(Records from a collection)
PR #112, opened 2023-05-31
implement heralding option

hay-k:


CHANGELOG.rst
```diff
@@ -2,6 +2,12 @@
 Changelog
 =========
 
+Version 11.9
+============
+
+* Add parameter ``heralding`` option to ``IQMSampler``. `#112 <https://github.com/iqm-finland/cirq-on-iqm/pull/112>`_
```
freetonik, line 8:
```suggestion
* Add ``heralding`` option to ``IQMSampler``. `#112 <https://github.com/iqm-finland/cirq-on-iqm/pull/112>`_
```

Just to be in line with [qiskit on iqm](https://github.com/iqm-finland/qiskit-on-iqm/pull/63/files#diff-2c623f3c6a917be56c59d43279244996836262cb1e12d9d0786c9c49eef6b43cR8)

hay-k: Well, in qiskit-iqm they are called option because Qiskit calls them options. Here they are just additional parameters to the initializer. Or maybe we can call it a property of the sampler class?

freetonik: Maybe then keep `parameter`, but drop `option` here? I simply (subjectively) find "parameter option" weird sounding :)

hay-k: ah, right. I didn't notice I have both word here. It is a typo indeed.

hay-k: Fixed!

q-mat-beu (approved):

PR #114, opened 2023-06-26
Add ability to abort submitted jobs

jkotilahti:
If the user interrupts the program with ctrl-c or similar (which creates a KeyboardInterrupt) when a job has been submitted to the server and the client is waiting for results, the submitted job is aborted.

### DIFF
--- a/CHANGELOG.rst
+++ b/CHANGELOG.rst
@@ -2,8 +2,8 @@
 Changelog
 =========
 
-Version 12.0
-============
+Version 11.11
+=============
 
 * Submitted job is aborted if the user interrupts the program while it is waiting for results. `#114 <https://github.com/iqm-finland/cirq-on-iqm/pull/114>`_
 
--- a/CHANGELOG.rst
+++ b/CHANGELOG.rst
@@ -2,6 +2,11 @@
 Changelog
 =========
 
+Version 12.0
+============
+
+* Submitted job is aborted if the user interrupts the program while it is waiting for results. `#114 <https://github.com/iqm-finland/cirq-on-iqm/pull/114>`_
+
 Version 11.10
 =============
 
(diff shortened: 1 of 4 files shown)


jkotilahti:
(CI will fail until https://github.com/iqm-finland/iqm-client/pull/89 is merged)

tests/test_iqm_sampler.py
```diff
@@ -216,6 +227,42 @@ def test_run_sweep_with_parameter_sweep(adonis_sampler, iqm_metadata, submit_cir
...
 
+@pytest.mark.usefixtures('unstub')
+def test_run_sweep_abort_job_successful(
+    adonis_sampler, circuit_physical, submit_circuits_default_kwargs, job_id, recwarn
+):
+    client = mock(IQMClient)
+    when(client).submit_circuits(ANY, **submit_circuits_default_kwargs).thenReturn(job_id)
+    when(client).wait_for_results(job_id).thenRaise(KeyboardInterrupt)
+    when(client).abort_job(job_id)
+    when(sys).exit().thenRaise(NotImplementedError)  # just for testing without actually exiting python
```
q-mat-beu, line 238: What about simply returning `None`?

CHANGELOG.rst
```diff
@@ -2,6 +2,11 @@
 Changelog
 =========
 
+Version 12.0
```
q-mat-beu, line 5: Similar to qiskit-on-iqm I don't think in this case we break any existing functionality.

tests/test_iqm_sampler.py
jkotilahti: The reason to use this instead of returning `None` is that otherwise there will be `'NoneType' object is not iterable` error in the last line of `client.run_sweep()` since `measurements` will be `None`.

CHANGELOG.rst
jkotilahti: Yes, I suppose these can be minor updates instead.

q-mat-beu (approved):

...

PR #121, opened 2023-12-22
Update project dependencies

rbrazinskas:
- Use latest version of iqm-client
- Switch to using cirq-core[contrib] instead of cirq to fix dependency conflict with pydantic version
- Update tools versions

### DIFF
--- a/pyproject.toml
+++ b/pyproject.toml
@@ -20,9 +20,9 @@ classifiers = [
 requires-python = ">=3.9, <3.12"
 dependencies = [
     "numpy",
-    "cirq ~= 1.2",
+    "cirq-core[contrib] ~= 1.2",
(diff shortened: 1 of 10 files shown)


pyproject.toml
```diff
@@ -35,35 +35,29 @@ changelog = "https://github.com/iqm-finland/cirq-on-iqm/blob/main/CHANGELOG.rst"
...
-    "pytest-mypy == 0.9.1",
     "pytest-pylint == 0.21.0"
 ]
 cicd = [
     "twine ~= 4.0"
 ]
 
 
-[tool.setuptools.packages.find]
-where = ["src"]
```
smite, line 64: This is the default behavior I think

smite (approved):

PROBLEM REQUIREMENTS
What is the number of lines in the data that include the word "IQMSampler"? State only that number.

ANSWER TO THIS EXERCISE
2